I often wonder what would happen if someone from the past were to suddenly be alive again and experience the world today. Or if I could travel back and live in another time myself. I believe both experiences would be frightening to the traveler in time. We live when God wants us to live, and experience the things God has prepared us to experience.

The bible tells us many stories of trials, doubts, joys, and sadness but the people involved lived in THEIR time. God prepared them for what they were to experience.

It is important to remember this in our own trials, doubts, joys, and sadness. God has prepared us to live in our time, with our experiences. He has put us into the interconnected web of this world precisely at the time we are meant to live, God makes no mistakes.

So, how many of you have experienced moments, like I have, when you question why something has happened in your life? Or, how you will ever be able to make it through the trial you face? Remember, God has no connection to human time, He is beyond the concepts of days or seasons. Yet He speaks to us through scripture in our language, and reminds us of His presence and His plan for us.
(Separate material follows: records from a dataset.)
PR #421, opened 2014-01-21
Introduced CREATE and OVERWRITE file output write modes.

fhueske:
Introduced CREATE and OVERWRITE file output write modes. OVERWRITE is default (as before).
Introduced optional OUTPUT_DIRECTORY parameter to specify write location of output tasks with DOP = 1. 
Rewrote code for file output path preparation.
Added FileOutputFormatTest.
Fixed distributed writing to local filesystem #286

### DIFF
--- a/stratosphere-core/src/main/java/eu/stratosphere/api/common/io/FileOutputFormat.java
+++ b/stratosphere-core/src/main/java/eu/stratosphere/api/common/io/FileOutputFormat.java
@@ -56,6 +56,17 @@ public abstract class FileOutputFormat<IT> implements OutputFormat<IT> {
 	public static final String WRITEMODE_OVERWRITE = "stratosphere.output.writemode.overwrite";
 	
 	/**
+     * The key under which the output directory mode parameter is stored in the configuration
+     */
+    public static final String OUT_DIRECTORY_PARAMETER_KEY = "stratosphere.output.directory";
+    
+    /**
+     * Value keys for the output directory modes
+     */
+    public static final String OUT_DIRECTORY_ALWAYS = "stratosphere.output.directory.always";
+    public static final String OUT_DIRECTORY_PARONLY = "stratosphere.output.directory.paronly";
+    
+	/**
 	 * The config parameter for the opening timeout in milliseconds.
 	 */
 	public static final String OUTPUT_STREAM_OPEN_TIMEOUT_KEY = "stratosphere.output.file.timeout";
@@ -71,6 +82,11 @@ public abstract class FileOutputFormat<IT> implements OutputFormat<IT> {
 	protected WriteMode writeMode;
 	
 	/**
+	 * The output directory mode
+	 */
+	protected OutputDirectoryMode outDirMode;
+	
+	/**
 	 * The stream to which the data is written;
 	 */
 	protected FSDataOutputStream stream;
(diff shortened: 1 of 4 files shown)


stratosphere-core/src/main/java/eu/stratosphere/api/common/io/FileOutputFormat.java
```diff
@@ -44,6 +45,17 @@
 	public static final String FILE_PARAMETER_KEY = "pact.output.file";
 	
 	/**
+	 * The key under which the write mode is stored in the configuration
+	 */
+	public static final String WRITEMODE_PARAMETER_KEY = "pact.output.writemode";
```
rmetzger: Seems like we missed some `pact.` stuff here?
Do you think it makes sense to rename them with your PR?
I would suggest not to introduce new `pact.` prefixed keys.

stratosphere-core/src/main/java/eu/stratosphere/core/fs/FileSystem.java
```diff
@@ -390,13 +399,191 @@ public abstract FSDataOutputStream create(Path f, boolean overwrite, int bufferS
...
+	 * Since concurrent DataSinkTasks are not aware of each other, coordination of delete and create
+	 * operations would be difficult.
+	 * 
+	 * @param outPath Output path that should be prepared.
+	 * @param writeMode Write mode to consider. 
+	 * @param parallelOutput True, if it will be written to the output path in parallel, false otherwise.
+	 * @return True, if the path was successfully prepared, false otherwise.
+	 * @throws IOException
+	 */
+	public boolean initOutPathLocalFS(Path outPath, WriteMode writeMode, boolean parallelOutput) throws IOException {
```
rmetzger: I did not read all changes you suggest yet but: wouldn't it make sense to have a abstract `initOutPath(..)` in `FileSystems` and implement the cases for local and distributed in their respective classes.
With the current approach, we would have to add a method for each new file system we add to the system.

stratosphere-core/src/main/java/eu/stratosphere/api/common/io/FileOutputFormat.java
fhueske: Damn, I wanted to rename the keys but forgot.
Will push an updated PR.

rmetzger:
@fhueske: we once had the discussion whether it is better to create one output file in the dop=1 case or always use a directory.
How hard would it be to make this configurable (in the FileOutputFormat) ?

stratosphere-core/src/main/java/eu/stratosphere/core/fs/FileSystem.java
fhueske: There is no need to write an initialization function for a new filesystem.
Both functions in `FileSystem` should cover all use cases. The distinction is, that `initOutPathLocalFS()` needs to be called by every `FileOutputFormat` because the target file system is local (currently only LocalFS) and cannot be remotely accessed. `initOutPathDistFS()` works on distributed, remotely accessible filesystems (HDFS, S3, ...) and is called at planning time in the JobManager. So initialization happens only once.

JobManager and OutputFormat decide based on the abstract function `FileSystem.isDistributedFS()` whether to call the initialization function or not. So every file system must only implement `isDistributedFS()` and not an initialization function.

fhueske:
Shouldn't be a big deal.

fhueske:
I've added an optional parameter to specify that always a new directory is created (even for DOP = 1).

StephanEwen:
Looks good. Configurable for overwrite and DOP 1 create file or directory. Nice!

The defaults are overwrite and DOP 1 = directory?

fhueske:
The defaults are as before, i.e., OVERWRITE and directories only for DOP > 1.

I think, CREATE write mode is more conservative and a better default. However, it changes the behavior of all existing jobs and we would need to adapt many tests. Therefore, I kept the defaults as they were before and left this as a future issue / discussion.

 So, are we good to merge?

StephanEwen:
Can you add config parameters for the defaults? That would be good. After
that, I think we a re good to merge.

fhueske:
Merged PR and opened an issue to add system config parameters (#449).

‭‭Ecclesiastes‬ ‭3:1-11‬ ‭NLT
“For everything there is a season, a time for every activity under heaven. 
A time to be born and a time to die. 
A time to plant and a time to harvest. 
A time to kill and a time to heal. 
A time to tear down and a time to build up. 
A time to cry and a time to laugh. 
A time to grieve and a time to dance. 
A time to scatter stones and a time to gather stones. 
A time to embrace and a time to turn away. 
A time to search and a time to quit searching. 
A time to keep and a time to throw away. 
A time to tear and a time to mend. 
A time to be quiet and a time to speak. 
A time to love and a time to hate. 
A time for war and a time for peace. 
What do people really get for all their hard work? I have seen the burden God has placed on us all. Yet God has made everything beautiful for its own time. He has planted eternity in the human heart, but even so, people cannot see the whole scope of God’s work from beginning to end.”‬

Part of building our faith in God and accepting His sacrifice of Jesus Christ on the cross is to stop trying to see things in our time and have faith that He will guide us in His time. This is the only way to understand His world of eternity with our human minds that live within the boundaries of human time. We will always fail when battling our time in this world, but with God, all things are possible. God makes no mistakes.